В приведенных словах выражена забота об истине, о друзьях, которые должны уметь распространять истину. В этих же словах и кроется ответ на вопрос, почему философ вынужден был выразить материалистическое содержание своего учения с помощью теологической терминологии. Сожжение Бруно, пытки Галилея, гибель Акосты не могли не быть серьезным предупреждением для юного мыслителя: «Характер века — caute![22]»
Спиноза высоко ценил ум Клары-Марии, потому он прислал ей «Трактат» и просил откровенно высказаться.

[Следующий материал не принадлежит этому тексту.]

Issue #712, opened 2024-12-18
3D model path broken with ato build


iopapamanoglou:
### Current Behaviour

```
(model "${KIPRJMOD}/../libs/3dmodels/lcsc.3dshapes/R0603.wrl"
```

```
root
- standalone
  - default.kicad_pcb
- build
  - kicad
    - libs
      - 3dmodels
```

### Expected Behaviour

.

### Version

4d5ce269bc30147f102792c159515033160744f5

### Code of Conduct

- [X] I agree to follow this project's Code of Conduct

hexdae:
Hey @iopapamanoglou, maybe this is a different issue, but with `ato` v0.2.0 you could place a `.step` or `.wrl` model in the `footprints` directory and `ato build` would copy this under `build/footprints/footprints.3dshapes`

We have found that in ato 0.3.0 this is not the case anymore. Is this intended behavior or a bug?

hexdae:
I think this was the PR that introduce the behavior we relied upon https://github.com/atopile/atopile/pull/282

ruben-iteng:
Correct path: `${KIPRJMOD}/../../../build/kicad/libs/3dmodels/lcsc.3dshapes/<file_name>.wrl`
Also, idk if the footprints in `build/kicad/libs/footprints/lcsc.pretty` should contain a reference to the 3D files, they don't now

iopapamanoglou:
Reopening to check @hexdae 's issue.

Thanks @ruben-iteng for fixing this.

PR #813, opened 2025-01-10
Fix: default fp-lib-table path

ruben-iteng:
# Fix: Default fp-lib-table path

# Description

Relates to #712

Fixes 3D path
Renames BuildPaths and BuildConfig to BuildTargetxxxx to clarify.
Add Build target root

Fixes # (issue)

# Checklist


src/atopile/config.py
```diff
@@ -241,7 +241,7 @@ def __init__(self, name: str, project_paths: ProjectPaths, **data: Any):
         )
         data.setdefault("output_base", project_paths.build / name)
         data.setdefault("netlist", data["output_base"] / f"{name}.net")
-        data.setdefault("fp_lib_table", project_paths.layout.parent / "fp-lib-table")
+        data.setdefault("fp_lib_table", project_paths.layout / "fp-lib-table")
```
mawildoer, line 244:
```suggestion
        data.setdefault("fp_lib_table", project_paths.layout / "fp-lib-table")
```

mawildoer (changes requested):
Thanks Ruben! 🙌

ruben-iteng:
Also (temp) fixed 3D file path in the LCSC picker (again) :sweat_smile:

mawildoer (approved):
@sam-mellor mind taking a squizz?

hexdae:
This fixes a weird behavior we were observing as well

src/faebryk/libs/picker/lcsc.py
```diff
@@ -167,15 +164,13 @@ def download_easyeda_info(lcsc_id: str, get_model: bool = True):
...
-            else str(
+            str(
                 "${KIPRJMOD}"
                 / model_base_path_full.relative_to(
-                    config.project.paths.layout.parent, walk_up=True
+                    config.build.paths.layout, walk_up=True
                 )
             )
-            if config.project.paths.layout
+            if config.build.paths.layout
```
ruben-iteng, line 173: This line gives the follwing error when using `ato create` `> component > C34572614`

``` python
668 │   def build(self) -> BuildConfig:
669 │   │   if current := self._current_build:
670 │   │   │   return current
671 │   │   raise RuntimeError("No build config is currently active")
```
```bash
RuntimeError: No build config is currently active
```

mawildoer:
Hey @ruben-iteng ! We started on a few changes we thought this should have, paused to fix a few high-prio bugs and failed to give you a run-down on our plans before it was go-time in Europe. My apologies!

Like the other paths in `BuildConfig`, the models should just have their path in there. There should (IMO) be two sets paths: `versioned` (somewhere alongside the layout) and `ephemeral` (in the build directory)

Then, within those two groups we should have two/three paths: `footprint`, `model` (3d) and `symbol` (maybe/for later/we don't need to do it now)

The LCSC picker shouldn't be building it's own library, it should just add to the existing `ephemeral` one.

Later, `create_footprint_library` (which should really be `create_kicad_library`) can grab all the referenced footprints from those locations + the installed `modules` etc... and generate a library with all the correctly linked footprints -> models etc...

We needn't do all that in one PR; however, hopefully, it sheds a little light on the way we're thinking about this. @hexdae @LK probably interesting for you two too re. the 3d models!

Thanks again Ruben! I'll talk with Sam, but I thin we should be about good to merge this as a step on the road towards that ^

ruben-iteng:
Yes, indeed sounds like a better approach 👍 thx for the update. 
This pr should put main into a working state again so indeed merge if possible.
If you need help with stuff let me know 🚀

mawildoer (approved):

PR #818, opened 2025-01-11
ato create from lcsc component

napowderly:
# ato create from lcsc component

combining functionality of ato create --jlcpcb and libadd into one command line tool

Generates ato files that look like:

# Checklist


src/atopile/cli/create.py
```diff
@@ -548,3 +562,175 @@ def main(ctx: typer.Context):
 
 if __name__ == "__main__":
     create_app()  # pylint: disable=no-value-for-parameter
+
+
+# copied code from libadd
```
mawildoer, line 569: We should `libadd`'s copy and this comment

src/atopile/cli/create.py
```diff
@@ -548,3 +562,175 @@ def main(ctx: typer.Context):
...
+            @L.rt_field
+            def attach_via_pinmap(self):
+                return F.can_attach_to_footprint_via_pinmap(
+                    {{
+                        {gen_repeated_block(natsorted(pin_lines))}
+                    }}
+                )
+        """)
+        )
+        # template.traits.append(
```
mawildoer, line 756: Address or remove

src/atopile/cli/create.py
```diff
@@ -457,13 +471,13 @@ def component(
...
 
     # TODO: templated ato components too
-    if type_ is None:
-        type_ = ComponentType.fab
     # if type_ is None:
-    #     type_ = questionary.select(
-    #         "Select the component type", choices=list(ComponentType)
-    #     ).unsafe_ask()
-    #     assert type_ is not None
+    #     type_ = ComponentType.fab
```
mawildoer, line 475: Remove out-dated comments

src/atopile/cli/create.py
```diff
@@ -516,12 +530,14 @@ def component(
...
 
     if type_ == ComponentType.ato:
-        raise errors.UserNotImplementedError(
-            "Creating ato components are not yet supported"
-        )
+        template = AtoTemplate(name=sanitized_name, base="Module")
+        template.add_part(component)
+        out = template.dumps()
+        out_path.write_text(out)
+        rich.print(f":sparkles: Created {out_path} !")
```
mawildoer, line 537: This would be nice for both component types

src/atopile/cli/create.py
```diff
@@ -548,3 +564,244 @@ def main(ctx: typer.Context):
...
+class AtoTemplate(Template):
+    attributes: list[str] = field(default_factory=list)
+    pins: list[str] = field(default_factory=list)
+    defined_signals: set[str] = field(default_factory=set)  # Track defined signals
+
+    def add_part(self, part: Component):
+        # Basic component info
+        self.name = sanitize_name(f"{part.manufacturer_name}_{part.part_number}")
+        assert isinstance(self.name, str)
+        _, _, _, _, easyeda_symbol = download_easyeda_info(
```
mawildoer, line 601: I think this needs rebasing on `main`. This function signature has recently changed, so this will break on merge, and we don't have any tests for it

src/atopile/cli/create.py
```diff
@@ -548,3 +564,244 @@ def main(ctx: typer.Context):
...
+            [
+                f'lcsc_id = "{part.lcsc_display}"',
+                f'manufacturer = "{part.manufacturer_name}"',
+                f'mpn = "{part.part_number}"',
+                f'description = "{part.description}"',
+            ]
+        )
+
+        # # Add footprint if available
+        # if hasattr(part, 'footprint') and part.footprint:
```
mawildoer, line 616: Remove

src/atopile/cli/create.py
```diff
@@ -548,3 +564,244 @@ def main(ctx: typer.Context):
...
+            part.lcsc_display, get_model=False
+        )
+
+        # Add component metadata
+        self.attributes.extend(
+            [
+                f'lcsc_id = "{part.lcsc_display}"',
+                f'manufacturer = "{part.manufacturer_name}"',
+                f'mpn = "{part.part_number}"',
+                f'description = "{part.description}"',
```
mawildoer, line 611: We don't have a description attribute, so we should move this over to the doc-string

src/atopile/cli/create.py
```diff
@@ -548,3 +564,244 @@ def main(ctx: typer.Context):
...
+            ]
+        )
+
+        # # Add footprint if available
+        # if hasattr(part, 'footprint') and part.footprint:
+        #     self.attributes.append(f'footprint = "{part.footprint}"')
+
+        # Add datasheet if available
+        if part.datasheet_url:
+            self.attributes.append(f'datasheet = "{part.datasheet_url}"')
```
mawildoer, line 621: We don't currently have a `datasheet` attribute so we should:
1. Ideally, add one. I think it makes sense to have
2. Consider whether we should name this `datasheet_url` instead?

src/atopile/cli/create.py
```diff
@@ -548,3 +564,244 @@ def main(ctx: typer.Context):
...
+
+        # Add designator prefix from EasyEDA symbol
+        designator_prefix = easyeda_symbol.info.prefix.replace("?", "")
+        self.attributes.append(f'designator_prefix = "{designator_prefix}"')
```
mawildoer, line 625: There's a lot of this at the beginning that looks like it should be common. Something like `download_and_sanitise`

src/atopile/cli/create.py
napowderly: How do you mean?

napowderly: Determined libadd is not used elsewhere, just deleted the now duplicated functionality, will all live under ato create moving forward

src/atopile/cli/create.py
napowderly: there is a separate mechanism to generate the output between fabll and ato, fabll uses format_and_write which uses the black formatter on it, so that wont work for ato code. Tried a few ways of refactoring, but seemed more complicated than the explicit version.

mawildoer (approved):

PR #819, opened 2025-01-11
Consolidate deploy workflows

mawildoer:
## De-duplicate python wheels build and publish steps

I think we should just do this.

## Consolidate docker build and deploy w/ wheels

I'm not 100% this is a good idea. Perhaps instead we should keep another action and predicate it on the wheels build? Not sure.

See: https://stackoverflow.com/questions/58457140/dependencies-between-workflows-on-github-actions

### Update to PyPi and TestPyPi to accept wheels from `deploy.yml` workflow

Screenshot 2025-01-11 at 15 58 06

## New downside - speed

Maybe we upgrade the runner?


.github/workflows/deploy.yml
```diff
@@ -123,3 +125,62 @@ jobs:
...
+          path: dist
+
+      - name: Docker meta
+        id: meta
+        uses: docker/metadata-action@v5
+        with:
+          images: |
+            ghcr.io/atopile/${{ matrix.image }}
+          flavor: |
+            latest=${{github.event_name == 'release' && github.event.action == 'published' && !github.event.release.prerelease && !github.event.release.draft}}
```
mawildoer, line 164: This is the only change from `cd.yml`

.github/workflows/deploy.yml
```diff
@@ -123,3 +125,62 @@ jobs:
       uses: pypa/gh-action-pypi-publish@release/v1
       with:
         attestations: true
+
+
+  docker:
```
mawildoer, line 130: This is almost verbatim from `cd.yml`

Issue #812, opened 2025-01-10
Hidden property not preserved for designators


napowderly:
### Current Behaviour

Pre build:
<img width="642" alt="Screenshot 2025-01-10 at 1 22 44 PM" src="https://github.com/user-attachments/assets/fcdc216e-155f-4ec2-945a-b72ba1b130dc" />

Post build:
<img width="642" alt="Screenshot 2025-01-10 at 1 22 08 PM" src="https://github.com/user-attachments/assets/2cec7e5a-2a64-4a82-b772-8d111f0aa96b" />

### Expected Behaviour

Preserves 'visible' parameter

### Possible Solution

#pr number

### Version

0.3.8.devo

### Code of Conduct

- [X] I agree to follow this project's Code of Conduct

ruben-iteng:
I also experience this behaviour in all projects.

PR #824, opened 2025-01-12
Fix `apply_netlist` - 2

mawildoer:
## What?

- Move functionality to apply a design to a PCB directly into the PCB_Transformer
- Improve robustness for double-sided designs and re-linking
- Re-link using transformer methods, rather than designators

Logging for updates:

Screenshot 2025-01-11 at 19 39 07

## Remaining issues:

It appears some caps and resistors aren't being linked properly:

Screenshot 2025-01-11 at 19 38 51

## Later

- Should we keep the netlist infra as is?
- We should be more decisive about the properties we put in the layout. There's a shitload right now
- We should have a higher fidelity marker. In the schematics, I used a hash of the DFS content of the PCB (excluding the UUID/hash property itself). this was great because it meant we could see not only if we added it, but if someone modified it since then
- We should consider a `--tidy` flag that'll rip up even unmarked things from the layout. This shouldn't be on be default because it's annoying to have things like holes removed
- We should either add a netlist target, and potentially make PCB layout updates optional, which may help us ship a little faster ( @napowderly )

## Fixes:

Fixes: #812


mawildoer:
@sam-mellor , any idea why the logs with back-ticks aren't being rendered as markdown?

mawildoer:
This is built from `main` on the same repo, so there's definitely a bug introduced in this PR

Screenshot 2025-01-11 at 19 43 57

mawildoer:
> > @sam-mellor , any idea why the logs with back-ticks aren't being rendered as markdown?
> 
> `logger.info(message, extra={"markdown": True})`

Thanks Sam! Any idea why it wasn't required in the `pcb_update_logger`'s calls?

mawildoer:
Screenshot 2025-01-12 at 21 03 42
Screenshot 2025-01-12 at 21 03 39

mawildoer:
Left:

- [ ] Value property is wrong 
- [ ] `Footprint` and `footprint` are both duplicated and incorrect
- [ ] Back-side/flipped components will reset to the front side on rebuild w/ new footprint
- [ ] Designator prefix defaulting doesn't seem to work (All go to "U")
- [ ] Description is un-populated
- [ ] Net-relinking is likely brittle when splitting a large net into multiple. It won't figure out which sections of zone or trace is meant to attach to the new net

mawildoer:
> Left:
> 
> * [x]  `Value` property is wrong
> * [x]  `Footprint` and `footprint` are both duplicated and incorrect
> * [ ]  Back-side/flipped components will reset to the front side on rebuild w/ new footprint
> * [ ]  Designator prefix defaulting doesn't seem to work (All go to "U")
> * [ ]  `Description` property is empty
> * [ ]  Net-relinking is likely brittle when splitting a large net into multiple. It won't figure out which sections of zone or trace is meant to attach to the new net

mawildoer:
The last remaining issue seems to be that net names aren't kept properly!

src/faebryk/exporters/pcb/kicad/transformer.py
```diff
@@ -1310,3 +1408,515 @@ def add_git_version(
...
+            value=self._hash_lib_fp(lib_footprint),
+            uuid=self.gen_uuid(mark=True),
+        )
+
+    def insert_footprint(
+        self, lib_footprint: C_footprint, at: C_xyr | None = None
+    ) -> Footprint:
+        """Insert a footprint into the pcb, at optionally a specific position"""
+        if at is None:
+            at = copy.deepcopy(self.default_component_insert_point)
```
mawildoer, line 1447: Copy the data structure so if we later mutate it we don't end up w/ those changes everywhere

src/faebryk/exporters/pcb/kicad/transformer.py
```diff
@@ -1310,3 +1408,515 @@ def add_git_version(
...
+        lib_attrs = self._fp_common_fields_dict(lib_footprint)
+
+        lib_attrs["pads"] = [
+            C_kicad_pcb_file.C_kicad_pcb.C_pcb_footprint.C_pad(
+                net=None,
+                **{
+                    **asdict(p),
+                    # We have to handle the rotation separately because
+                    # because it must consider the rotation of the parent footprint
+                    "at": C_xyr(x=p.at.x, y=p.at.y, r=p.at.r + at.r),
```
mawildoer, line 1458: This could possibly mis-behave for flipped footprints. I pray they don't flip their coordinate system

src/faebryk/exporters/pcb/kicad/transformer.py
```diff
@@ -1310,3 +1408,515 @@ def add_git_version(
...
+            **lib_attrs,
+        )
+
+        self._set_lib_fp_hash(footprint, lib_footprint)
+
+        self.pcb.footprints.append(footprint)
+
+        return footprint
+
+    class BoardSide(StrEnum):
```
mawildoer, line 1476: Plausibly private

src/faebryk/exporters/pcb/kicad/transformer.py
```diff
@@ -1310,3 +1408,515 @@ def add_git_version(
...
+                    "at": C_xyr(x=p.at.x, y=p.at.y, r=p.at.r + footprint.at.r),
+                },
+            )
+            for p in lib_footprint.pads
+        ]
+        updates["propertys"] = {
+            **footprint.propertys,
+            **updates["propertys"],
+        }
+        for name, update in updates.items():
```
mawildoer, line 1609: This is a pretty blind "update everything that the `C_footprint` defines approach. I think this is okay, since it defines everything but there could be some weird corners w/ `unknown: CatchAll` for example

src/faebryk/exporters/pcb/kicad/transformer.py
```diff
@@ -1310,3 +1408,515 @@ def add_git_version(
...
+        hide: bool = True,
+    ) -> C_footprint.C_property:
+        return C_footprint.C_property(
+            name=property_name,
+            value=value,
+            layer=C_text_layer(layer=layer),
+            uuid=UUID(uuid),
+            effects=C_footprint.C_property.C_footprint_property_effects(
+                font=self.font,
+                hide=None,
```
mawildoer, line 1688: This probably warrants a comment. This inner `hide` should be `None` and the outer on `:1691` drives things, otherwise KiCAD will convert-on-load and you can get some weird behaviour

src/faebryk/exporters/pcb/kicad/transformer.py
```diff
@@ -1310,3 +1408,515 @@ def add_git_version(
...
+        fp_lib_path: Path,
+        logger: logging.Logger,
+        insert_point: C_xyr | None = None,
+    ) -> tuple[Footprint, bool]:
+        from faebryk.exporters.pcb.kicad.pcb import get_footprint
+
+        f_fp = component.get_trait(F.has_footprint).get_footprint()
+
+        # At this point, all footprints MUST have a KiCAD identifier
+        kicad_if_t = f_fp.get_trait(F.KicadFootprint.has_kicad_identifier)
```
mawildoer, line 1706: This is all a little iffy. The footprint types and traits could use a bit of a scrub

src/faebryk/exporters/pcb/kicad/transformer.py
```diff
@@ -1310,3 +1408,515 @@ def add_git_version(
...
+        address = component.get_full_name()
+
+        # All modules MUST have a designator by this point
+        ref = component.get_trait(F.has_designator).get_designator()
+
+        ## Update existing footprint
+        if pcb_fp_t := f_fp.try_get_trait(self.has_linked_kicad_footprint):
+            pcb_fp = pcb_fp_t.get_fp()
+            if fp_id != pcb_fp.name:
+                lib_fp = copy.deepcopy(get_footprint(fp_id, fp_lib_path))
```
mawildoer, line 1719: We need to copy these because we mutate them (`:1733`). I used deep copy to avoid issues down the line if we further mutate nested structures and it's cheap

src/faebryk/exporters/pcb/kicad/transformer.py
```diff
@@ -1310,3 +1408,515 @@ def add_git_version(
...
+                if existing_hash_prop := pcb_fp.propertys.get(self._FP_LIB_HASH):
+                    existing_hash = existing_hash_prop.value
+                else:
+                    existing_hash = None
+
+                # If the hash never existed, or it's changed then update the footprint
+                if existing_hash is None or existing_hash != self._hash_lib_fp(lib_fp):
+                    logger.info(
+                        f"Updating `{pcb_fp.name}`->`{fp_id}` on `{address}` ({ref})",
```
mawildoer, line 1728: I'm not in love with this logging format. I was considering a table, but that'd require a bit more construction. Maybe worth it?

src/faebryk/libs/app/designators.py
```diff
@@ -106,13 +106,3 @@ def _get_pcb_designator(fp_trait: PCB_Transformer.has_linked_kicad_footprint):
             node.add(F.has_designator(designator))
 
     return known_designators
-
-
-def override_names_with_designators(graph: Graph):
```
mawildoer, line 111: We now directly use the designators, rather than going via the name

src/faebryk/libs/util.py
```diff
@@ -1057,10 +1057,6 @@ def join_if_non_empty(sep: str, *args):
     return sep.join(s for arg in args if (s := str(arg)))
 
 
-def dataclass_as_kwargs(obj: Any) -> dict[str, Any]:
```
mawildoer, line 1060: This is just `dataclasses.asdict`

src/faebryk/libs/util.py
```diff
@@ -1106,19 +1102,25 @@ def __init__(self, data: Iterable[T] = tuple(), hasher: Callable[[T], H] = id):
         for item in data:
             self._deref[self._hasher(item)].append(item)
 
-    def add(self, item: T):
-        if item not in self._deref[self._hasher(item)]:
-            self._deref[self._hasher(item)].append(item)
+    def add(self, value: T):
```
mawildoer, line 1105: Changes are to `FuncSet`. I thought these type issues may have been why the `difference_update` wasn't working from `collections.abc.MutableSet`, but it just doesn't exist

iopapamanoglou:
Is this rtr or should this be back in draft? @mawildoer

mawildoer:
> Is this rtr or should this be back in draft? @mawildoer

Ready for review. I'm just exercising it further against a bunch of our projects

src/faebryk/exporters/pcb/kicad/transformer.py
```diff
@@ -1310,3 +1408,524 @@ def add_git_version(
...
+        cluster_points = defaultdict(_new_cluster)
+        cluster_points[None]  # Trigger top-level components, so they're at the top
+
+        def _increment_cluster_point(key):
+            cluster_points[key].y += VERTICAL_SPACING
+
+        for component, _ in gf.nodes_with_trait(F.has_footprint):
+            # FIXME: it'd be nice to allow query composition so
+            # we could ask for all the modules with footprints
+            assert isinstance(component, Module)
```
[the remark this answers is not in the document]
mawildoer: As I understand it, the goal of the `GraphFunctions` is to compose queries the cpp core can efficiently execute

src/atopile/buildutil.py
```diff
@@ -176,8 +173,9 @@ def _try_relative(path: Path) -> Path:
             f"Original layout: {original_relative}\n"
             f"Updated layout: {updated_relative}\n"
             "You can see the changes by running:\n"
-            f'diff --color "{original_relative}" "{updated_relative}"',
+            f'`diff --color "{original_relative}" "{updated_relative}"`',
             title="Frozen failed",
+            # No markdown=False here because we have both a command and paths
```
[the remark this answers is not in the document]
mawildoer: Far from ideal!

src/faebryk/exporters/pcb/kicad/transformer.py
```diff
@@ -330,9 +330,9 @@ def bind_footprint(self, pcb_fp: Footprint, module: Module):
                 logger.warning(f"No PCB pads for pad in design: {fpad}")
             fpad.add(self.has_linked_kicad_pad(pcb_fp, pads, self))
 
-        # Check for unlinked PCB pads
-        if pcb_pads:
-            logger.warning(f"No pads in design for PCB pads: {pcb_pads}")
```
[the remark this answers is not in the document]
mawildoer: Good idea. Done

Issue #822, opened 2025-01-12
`test_config::test_update_project_config` and `::test_roundtrip` fail locally


mawildoer:
It appears that they're detecting a project a level up and adjacent to my repo?

It'd make sense if it were purely a level up, but I'm confused as to how it makes it into `rp2040`

```
/Users/mattwildoer/Projects/atopile-workspace/atopile/test/test_config.py::test_roundtrip failed: tmp_path = PosixPath('/private/var/folders/8v/zd4990r94sj86c3cz5gszwcc0000gn/T/pytest-of-mattwildoer/pytest-17/test_roundtrip0')

    def test_roundtrip(tmp_path: Path):
        config_path = tmp_path / PROJECT_CONFIG_FILENAME
        config_path.write_text(TEST_CONFIG_TEXT)
>       config.project_dir = tmp_path

test/test_config.py:28:
_ _ _ _ _ _ _ _ _ _ _ _ _ _ _ _ _ _ _ _ _ _ _ _ _ _ _ _ _ _ _ _ _ _ _ _ _ _ _ _
src/atopile/config.py:628: in project_dir
    self._project = _try_construct_config(ProjectSettings)
src/atopile/config.py:81: in _try_construct_config
    return model(**kwargs)
.venv/lib/python3.13/site-packages/pydantic_settings/main.py:171: in __init__
    super().__init__(
src/atopile/config.py:474: in add_dependencies
    Dependency.from_str(dep) if isinstance(dep, str) else Dependency(**dep)
src/atopile/config.py:375: in <lambda>
    default_factory=lambda data: ProjectConfig.from_path(data["path"]), exclude=True
src/atopile/config.py:451: in from_path
    file_contents["paths"].setdefault("root", path)
_ _ _ _ _ _ _ _ _ _ _ _ _ _ _ _ _ _ _ _ _ _ _ _ _ _ _ _ _ _ _ _ _ _ _ _ _ _ _ _

self = {'ato-version': 'v0.2.9', 'builds': {'default': {'entry': 'RP2040Kit.ato:RP2040Kit'}}, 'dependencies': ['generics']}
key = 'paths'

    def __getitem__(self, key: Any) -> Any:
        try:
>           return ordereddict.__getitem__(self, key)
E           KeyError: 'paths'

.venv/lib/python3.13/site-packages/ruamel/yaml/comments.py:853: KeyError
```

PR #829, opened 2025-01-13
Examples must pass ✅

mawildoer:
Examples are un-marked as regression tests and must pass as part of regular testing.
They're also split into another file to make it clear they're no longer considered regression tests.

Additionally:
- Consolidate around the `util.repo_root` function
- Create a common `repo_root` fixture in `conftest.py`
- Rewrite `test_names` with pytest semantics


mawildoer:
Considering marking the "mcu" as slow so it doesn't run in CI, but it's not sloe enough to really bother

mawildoer:
Per last commit message @sam-mellor , ato paths are mangled. Appears perhaps related to https://github.com/atopile/atopile/issues/822

Skipping ato tests for now

mawildoer:
Made an issue for that update here too: https://github.com/atopile/atopile/issues/830

Issue #816, opened 2025-01-10
Voltage divider not solving correctly


napowderly:
### Current Behaviour

from "generics/resistors.ato" import Resistor

module VdivTest:
    voltage_input = 15V +/- 10%
    voltage_output = 5V +/- 20%	

    resistor_top = new Resistor
    resistor_bottom = new Resistor

    assert voltage_input * resistor_bottom.resistance / (resistor_top.resistance + resistor_bottom.resistance) within voltage_output

Picked parts:
Designator,Footprint,Quantity,Value,Manufacturer,Partnumber,LCSC Part #
"U1, U2",R0603,2,10kΩ ±1% 100mW,UNI-ROYAL(Uniroyal Elec),0603WAF1002T5E,C25804

The assertion statement has no effect on the resistor values, tested a handful of values for input/output voltage and always get 10kohm for resistor values.

### Expected Behaviour

Rtop: ~20kohm
Rbot: ~ 10kohm

### Possible Solution

#pr number 

### Version

0.3.8.dev0

### Code of Conduct

- [X] I agree to follow this project's Code of Conduct

PR #836, opened 2025-01-15
Fix (some) issues solving for voltage dividers

sam-mellor:
Ref: https://github.com/atopile/atopile/issues/816

- refactoring of solver loop and graph mutations
- new simplifications: `isolate_lone_params`, `uncorrelated_alias_fold`
- deprecates `<` and `>` in favor of `<=` and `>=`
- various bug fixes

### DIFF
--- a/src/faebryk/library/Winbond_W25Q16JVUXIQ.py
+++ b/src/faebryk/library/Winbond_W25Q16JVUXIQ.py
@@ -62,6 +62,6 @@ class Winbond_W25Q16JVUXIQ(F.SPIFlash):
         # ------------------------------------
         #          parametrization
         # ------------------------------------
-        (self.memory_size < 16 * P.Mbit).constrain()
+        (self.memory_size <= 16 * P.Mbit).constrain()
 
         self.power.voltage.constrain_subset(L.Range(2.7 * P.V, 3.6 * P.V))


iopapamanoglou:
The multiply unpack fix is not right.
It's correct that the unpack made no sense. But you need to revert it to how it was before (mutator.mutate(e, new_operatands[0]). Because now it doesn't unfold it directly. Theoretically not a problem since it will happen in the next iteration, but practically then unnecessary to special case it.

iopapamanoglou:
Configurable timeout todo is still a problem. Because changing the class attribute doesn't do anything. Let's just remove the timeout class attribute completely from solvers for now to avoid confusion

iopapamanoglou:
By allowing subsets too in the subset & fold algorithms we need some extra changes because invariants break.

E.g:
- can't filter out all constrainedexprs because ss allows non-singles compared to alias

iopapamanoglou:
Feels wrong to skip all canonical predicate from the alias folds.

Клара-Мария приняла первое произведение юного философа восторженно. В письме к своей кузине она писала:
«Дорогая Иаиль!
Трудовой день позади. Давно умолкла шумная суета учеников. Папа уже в постели. Все тише и тише становится ночь. А я села за письменный столик, чтобы поделиться с тобой. Я вся измучена, дольше жить наедине со своей мукой невмоготу. Хочу поведать тебе тайну моей души. Дорогая моя, голубушка! Бесценный дар небес вселился в мое сердце навсегда, навечно. Я счастлива, я безгранично счастлива! Меня всю пронизывает великое и радостное чувство любви. Никогда не думала, что любовь так многогранна и сложна: уверенность и отчаяние, надежда и страх, стыд и гордость, боль и наслаждение, гнев и восторг — вот только некоторые оттенки страстей этого бесконечного чувства.
Мне вдруг стало трудно писать. Сердце мое то сжимается, то рвется куда-то ввысь.
Должна же я сказать тебе, что пламень сердца моего, мечту мою сокровенную зовут... только не проговорись, никому ни слова, ради всего святого!
Ты его знаешь. Он неоднократно бывал у Корнелиуса Мормана, где бывали и ты, и твой врач Боуместер, и красавец Мейер, и актриса Лина, и я, и многие другие.
Он — ослепительный свет, нежный и суровый, величественный и скромный, мудрый философ и глупый мальчик, застенчивый и энергичный, прекрасный Бенедикт Спиноза.
Кому он первому дал свой «Краткий трактат» — знаешь?
Мне.
Бисерным почерком на латинском языке исписанные три тетрадки. Я их читала и перечитывала. Была захвачена пылкостью его мысли, логикой и правдой этого удивительного человека.
Бесценная моя Иаиль! Мудрость Спинозы озарит человечество, его правдой будут жить тысячи, миллионы сердец.
Взявшись под руки, мы с ним безмолвно брели по мостику, перекинутому через канал, соединяющий Фляенбург с Амстердамом. Затем долго гуляли вдоль канала по обсаженным цветами дорожкам. Истомленная предчувствием, я случайно коснулась его волос и вся застыла, а вместе со мной застыли в молчании цветы и деревья. Я ожидала ласки, поцелуя, первого поцелуя любимого...
Когда настал час расставания, я ему вернула «Трактат» и сказала: «Я отметила в нем слова, которые хотела бы вернуть, как свои; вы найдете их».
Он взял «Трактат», спрятал в карман. На прощание я подала руку, он надолго задержал ее в своей и еле-еле слышно молвил: «Я хотел бы, чтобы это мгновение стало вечностью. Но, увы, оно не прочно, как и этот мостик, соединяющий наш еврейский квартал с городом. Только единицы таких, как вы, рискнут пройти по нему».
Я не сдержалась и страстно выпалила ему в ответ: «Нет, Бенедикт! Скоро этот мостик станет дорогой паломничества многих людей. И вместе с ними вы перейдете по нему в большой мир, где столько жаждущих узнать истину ждут вас».